Top of Exercise material

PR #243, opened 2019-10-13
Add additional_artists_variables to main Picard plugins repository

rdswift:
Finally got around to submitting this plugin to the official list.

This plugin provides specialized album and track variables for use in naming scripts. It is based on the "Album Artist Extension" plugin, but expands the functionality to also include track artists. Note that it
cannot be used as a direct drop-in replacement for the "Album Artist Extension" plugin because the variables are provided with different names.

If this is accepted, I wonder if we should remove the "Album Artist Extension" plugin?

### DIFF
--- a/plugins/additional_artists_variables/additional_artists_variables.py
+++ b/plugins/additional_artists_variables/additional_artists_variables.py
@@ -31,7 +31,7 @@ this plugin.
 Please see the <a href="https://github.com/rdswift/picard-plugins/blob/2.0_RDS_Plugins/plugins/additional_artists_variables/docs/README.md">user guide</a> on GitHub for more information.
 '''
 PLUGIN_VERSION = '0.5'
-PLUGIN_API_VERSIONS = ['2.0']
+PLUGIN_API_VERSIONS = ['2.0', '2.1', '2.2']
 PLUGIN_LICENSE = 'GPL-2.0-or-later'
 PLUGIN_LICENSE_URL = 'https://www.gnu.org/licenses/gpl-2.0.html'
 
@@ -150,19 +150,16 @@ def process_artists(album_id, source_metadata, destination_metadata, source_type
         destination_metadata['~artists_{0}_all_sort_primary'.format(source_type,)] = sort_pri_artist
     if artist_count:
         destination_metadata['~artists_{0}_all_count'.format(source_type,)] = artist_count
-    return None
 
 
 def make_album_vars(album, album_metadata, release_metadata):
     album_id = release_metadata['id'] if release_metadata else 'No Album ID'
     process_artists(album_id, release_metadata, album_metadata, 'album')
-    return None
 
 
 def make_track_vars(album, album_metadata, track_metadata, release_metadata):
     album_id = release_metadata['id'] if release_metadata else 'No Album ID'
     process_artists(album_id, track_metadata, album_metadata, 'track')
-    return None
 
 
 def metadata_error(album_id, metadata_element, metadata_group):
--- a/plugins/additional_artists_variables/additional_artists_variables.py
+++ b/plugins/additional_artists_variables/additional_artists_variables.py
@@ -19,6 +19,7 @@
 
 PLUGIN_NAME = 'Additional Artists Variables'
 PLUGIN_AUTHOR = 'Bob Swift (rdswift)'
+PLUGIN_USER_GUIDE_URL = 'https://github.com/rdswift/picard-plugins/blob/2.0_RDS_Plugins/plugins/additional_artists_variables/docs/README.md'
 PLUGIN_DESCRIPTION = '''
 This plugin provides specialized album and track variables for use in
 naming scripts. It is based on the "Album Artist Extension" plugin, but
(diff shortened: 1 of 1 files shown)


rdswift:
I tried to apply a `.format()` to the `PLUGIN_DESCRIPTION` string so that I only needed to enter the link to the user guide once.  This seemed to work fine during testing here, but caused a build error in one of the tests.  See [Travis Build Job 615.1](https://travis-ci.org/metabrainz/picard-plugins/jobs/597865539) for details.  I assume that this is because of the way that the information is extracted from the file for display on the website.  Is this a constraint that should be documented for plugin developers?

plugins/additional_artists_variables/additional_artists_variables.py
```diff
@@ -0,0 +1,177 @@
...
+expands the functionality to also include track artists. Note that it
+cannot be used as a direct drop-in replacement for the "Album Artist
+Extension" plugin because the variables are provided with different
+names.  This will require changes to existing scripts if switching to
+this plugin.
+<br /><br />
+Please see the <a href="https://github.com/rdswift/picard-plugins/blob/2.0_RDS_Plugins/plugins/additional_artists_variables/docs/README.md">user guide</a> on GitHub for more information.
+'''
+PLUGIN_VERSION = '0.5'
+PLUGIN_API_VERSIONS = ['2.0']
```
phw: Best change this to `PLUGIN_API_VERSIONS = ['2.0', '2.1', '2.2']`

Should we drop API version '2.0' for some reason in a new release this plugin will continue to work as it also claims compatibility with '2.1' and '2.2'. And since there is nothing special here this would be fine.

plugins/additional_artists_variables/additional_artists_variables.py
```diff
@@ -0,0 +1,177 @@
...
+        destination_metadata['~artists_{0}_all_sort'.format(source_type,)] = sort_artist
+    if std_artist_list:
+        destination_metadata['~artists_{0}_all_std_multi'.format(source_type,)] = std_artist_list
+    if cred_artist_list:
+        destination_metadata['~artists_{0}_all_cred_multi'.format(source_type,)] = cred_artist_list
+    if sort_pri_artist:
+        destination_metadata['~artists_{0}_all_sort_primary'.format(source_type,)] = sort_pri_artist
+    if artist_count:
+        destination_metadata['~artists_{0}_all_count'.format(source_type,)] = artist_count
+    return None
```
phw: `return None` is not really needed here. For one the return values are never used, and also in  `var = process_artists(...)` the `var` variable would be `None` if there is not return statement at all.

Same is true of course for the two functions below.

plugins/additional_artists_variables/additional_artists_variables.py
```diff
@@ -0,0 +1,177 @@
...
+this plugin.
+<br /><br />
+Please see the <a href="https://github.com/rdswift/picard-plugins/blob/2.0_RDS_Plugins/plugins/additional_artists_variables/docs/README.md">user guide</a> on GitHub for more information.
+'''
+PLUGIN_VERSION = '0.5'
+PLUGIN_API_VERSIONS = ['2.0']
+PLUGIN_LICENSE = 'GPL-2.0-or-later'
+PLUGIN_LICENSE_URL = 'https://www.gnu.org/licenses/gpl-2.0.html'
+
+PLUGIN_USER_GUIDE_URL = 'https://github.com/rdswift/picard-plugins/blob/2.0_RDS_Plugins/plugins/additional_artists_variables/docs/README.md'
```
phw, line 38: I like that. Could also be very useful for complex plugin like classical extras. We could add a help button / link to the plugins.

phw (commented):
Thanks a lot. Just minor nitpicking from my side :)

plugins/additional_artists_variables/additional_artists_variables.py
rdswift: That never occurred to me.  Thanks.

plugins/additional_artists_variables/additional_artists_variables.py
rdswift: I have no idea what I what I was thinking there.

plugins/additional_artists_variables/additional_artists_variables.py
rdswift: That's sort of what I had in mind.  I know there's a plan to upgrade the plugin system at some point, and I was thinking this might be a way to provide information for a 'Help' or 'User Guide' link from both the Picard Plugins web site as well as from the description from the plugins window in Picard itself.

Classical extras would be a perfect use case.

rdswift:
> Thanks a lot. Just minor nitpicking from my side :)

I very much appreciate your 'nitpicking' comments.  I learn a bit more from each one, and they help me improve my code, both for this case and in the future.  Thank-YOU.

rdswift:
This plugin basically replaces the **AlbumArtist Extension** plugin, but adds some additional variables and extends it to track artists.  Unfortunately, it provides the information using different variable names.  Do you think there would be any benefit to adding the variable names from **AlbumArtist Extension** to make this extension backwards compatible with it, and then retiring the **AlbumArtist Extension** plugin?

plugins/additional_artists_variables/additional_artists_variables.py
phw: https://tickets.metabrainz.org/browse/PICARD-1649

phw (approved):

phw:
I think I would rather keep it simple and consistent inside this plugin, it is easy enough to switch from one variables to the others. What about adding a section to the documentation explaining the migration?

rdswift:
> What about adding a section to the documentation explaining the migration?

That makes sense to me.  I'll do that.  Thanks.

Bottom of Exercise material

## Action item
Please restate the data word for word, every record included.

## Answer to the problem
PR #243, opened 2019-10-13
Add additional_artists_variables to main Picard plugins repository

rdswift:
Finally got around to submitting this plugin to the official list.

This plugin provides specialized album and track variables for use in naming scripts. It is based on the "Album Artist Extension" plugin, but expands the functionality to also include track artists. Note that it
cannot be used as a direct drop-in replacement for the "Album Artist Extension" plugin because the variables are provided with different names.

If this is accepted, I wonder if we should remove the "Album Artist Extension" plugin?

### DIFF
--- a/plugins/additional_artists_variables/additional_artists_variables.py
+++ b/plugins/additional_artists_variables/additional_artists_variables.py
@@ -31,7 +31,7 @@ this plugin.
 Please see the <a href="https://github.com/rdswift/picard-plugins/blob/2.0_RDS_Plugins/plugins/additional_artists_variables/docs/README.md">user guide</a> on GitHub for more information.
 '''
 PLUGIN_VERSION = '0.5'
-PLUGIN_API_VERSIONS = ['2.0']
+PLUGIN_API_VERSIONS = ['2.0', '2.1', '2.2']
 PLUGIN_LICENSE = 'GPL-2.0-or-later'
 PLUGIN_LICENSE_URL = 'https://www.gnu.org/licenses/gpl-2.0.html'
 
@@ -150,19 +150,16 @@ def process_artists(album_id, source_metadata, destination_metadata, source_type
         destination_metadata['~artists_{0}_all_sort_primary'.format(source_type,)] = sort_pri_artist
     if artist_count:
         destination_metadata['~artists_{0}_all_count'.format(source_type,)] = artist_count
-    return None
 
 
 def make_album_vars(album, album_metadata, release_metadata):
     album_id = release_metadata['id'] if release_metadata else 'No Album ID'
     process_artists(album_id, release_metadata, album_metadata, 'album')
-    return None
 
 
 def make_track_vars(album, album_metadata, track_metadata, release_metadata):
     album_id = release_metadata['id'] if release_metadata else 'No Album ID'
     process_artists(album_id, track_metadata, album_metadata, 'track')
-    return None
 
 
 def metadata_error(album_id, metadata_element, metadata_group):
--- a/plugins/additional_artists_variables/additional_artists_variables.py
+++ b/plugins/additional_artists_variables/additional_artists_variables.py
@@ -19,6 +19,7 @@
 
 PLUGIN_NAME = 'Additional Artists Variables'
 PLUGIN_AUTHOR = 'Bob Swift (rdswift)'
+PLUGIN_USER_GUIDE_URL = 'https://github.com/rdswift/picard-plugins/blob/2.0_RDS_Plugins/plugins/additional_artists_variables/docs/README.md'
 PLUGIN_DESCRIPTION = '''
 This plugin provides specialized album and track variables for use in
 naming scripts. It is based on the "Album Artist Extension" plugin, but
(diff shortened: 1 of 1 files shown)


rdswift:
I tried to apply a `.format()` to the `PLUGIN_DESCRIPTION` string so that I only needed to enter the link to the user guide once.  This seemed to work fine during testing here, but caused a build error in one of the tests.  See [Travis Build Job 615.1](https://travis-ci.org/metabrainz/picard-plugins/jobs/597865539) for details.  I assume that this is because of the way that the information is extracted from the file for display on the website.  Is this a constraint that should be documented for plugin developers?

plugins/additional_artists_variables/additional_artists_variables.py
```diff
@@ -0,0 +1,177 @@
...
+expands the functionality to also include track artists. Note that it
+cannot be used as a direct drop-in replacement for the "Album Artist
+Extension" plugin because the variables are provided with different
+names.  This will require changes to existing scripts if switching to
+this plugin.
+<br /><br />
+Please see the <a href="https://github.com/rdswift/picard-plugins/blob/2.0_RDS_Plugins/plugins/additional_artists_variables/docs/README.md">user guide</a> on GitHub for more information.
+'''
+PLUGIN_VERSION = '0.5'
+PLUGIN_API_VERSIONS = ['2.0']
```
phw: Best change this to `PLUGIN_API_VERSIONS = ['2.0', '2.1', '2.2']`

Should we drop API version '2.0' for some reason in a new release this plugin will continue to work as it also claims compatibility with '2.1' and '2.2'. And since there is nothing special here this would be fine.

plugins/additional_artists_variables/additional_artists_variables.py
```diff
@@ -0,0 +1,177 @@
...
+        destination_metadata['~artists_{0}_all_sort'.format(source_type,)] = sort_artist
+    if std_artist_list:
+        destination_metadata['~artists_{0}_all_std_multi'.format(source_type,)] = std_artist_list
+    if cred_artist_list:
+        destination_metadata['~artists_{0}_all_cred_multi'.format(source_type,)] = cred_artist_list
+    if sort_pri_artist:
+        destination_metadata['~artists_{0}_all_sort_primary'.format(source_type,)] = sort_pri_artist
+    if artist_count:
+        destination_metadata['~artists_{0}_all_count'.format(source_type,)] = artist_count
+    return None
```
phw: `return None` is not really needed here. For one the return values are never used, and also in  `var = process_artists(...)` the `var` variable would be `None` if there is not return statement at all.

Same is true of course for the two functions below.

plugins/additional_artists_variables/additional_artists_variables.py
```diff
@@ -0,0 +1,177 @@
...
+this plugin.
+<br /><br />
+Please see the <a href="https://github.com/rdswift/picard-plugins/blob/2.0_RDS_Plugins/plugins/additional_artists_variables/docs/README.md">user guide</a> on GitHub for more information.
+'''
+PLUGIN_VERSION = '0.5'
+PLUGIN_API_VERSIONS = ['2.0']
+PLUGIN_LICENSE = 'GPL-2.0-or-later'
+PLUGIN_LICENSE_URL = 'https://www.gnu.org/licenses/gpl-2.0.html'
+
+PLUGIN_USER_GUIDE_URL = 'https://github.com/rdswift/picard-plugins/blob/2.0_RDS_Plugins/plugins/additional_artists_variables/docs/README.md'
```
phw, line 38: I like that. Could also be very useful for complex plugin like classical extras. We could add a help button / link to the plugins.

phw (commented):
Thanks a lot. Just minor nitpicking from my side :)

plugins/additional_artists_variables/additional_artists_variables.py
rdswift: That never occurred to me.  Thanks.

plugins/additional_artists_variables/additional_artists_variables.py
rdswift: I have no idea what I what I was thinking there.

plugins/additional_artists_variables/additional_artists_variables.py
rdswift: That's sort of what I had in mind.  I know there's a plan to upgrade the plugin system at some point, and I was thinking this might be a way to provide information for a 'Help' or 'User Guide' link from both the Picard Plugins web site as well as from the description from the plugins window in Picard itself.

Classical extras would be a perfect use case.

rdswift:
> Thanks a lot. Just minor nitpicking from my side :)

I very much appreciate your 'nitpicking' comments.  I learn a bit more from each one, and they help me improve my code, both for this case and in the future.  Thank-YOU.

rdswift:
This plugin basically replaces the **AlbumArtist Extension** plugin, but adds some additional variables and extends it to track artists.  Unfortunately, it provides the information using different variable names.  Do you think there would be any benefit to adding the variable names from **AlbumArtist Extension** to make this extension backwards compatible with it, and then retiring the **AlbumArtist Extension** plugin?

plugins/additional_artists_variables/additional_artists_variables.py
phw: https://tickets.metabrainz.org/browse/PICARD-1649

phw (approved):

phw:
I think I would rather keep it simple and consistent inside this plugin, it is easy enough to switch from one variables to the others. What about adding a section to the documentation explaining the migration?

rdswift:
> What about adding a section to the documentation explaining the migration?

That makes sense to me.  I'll do that.  Thanks.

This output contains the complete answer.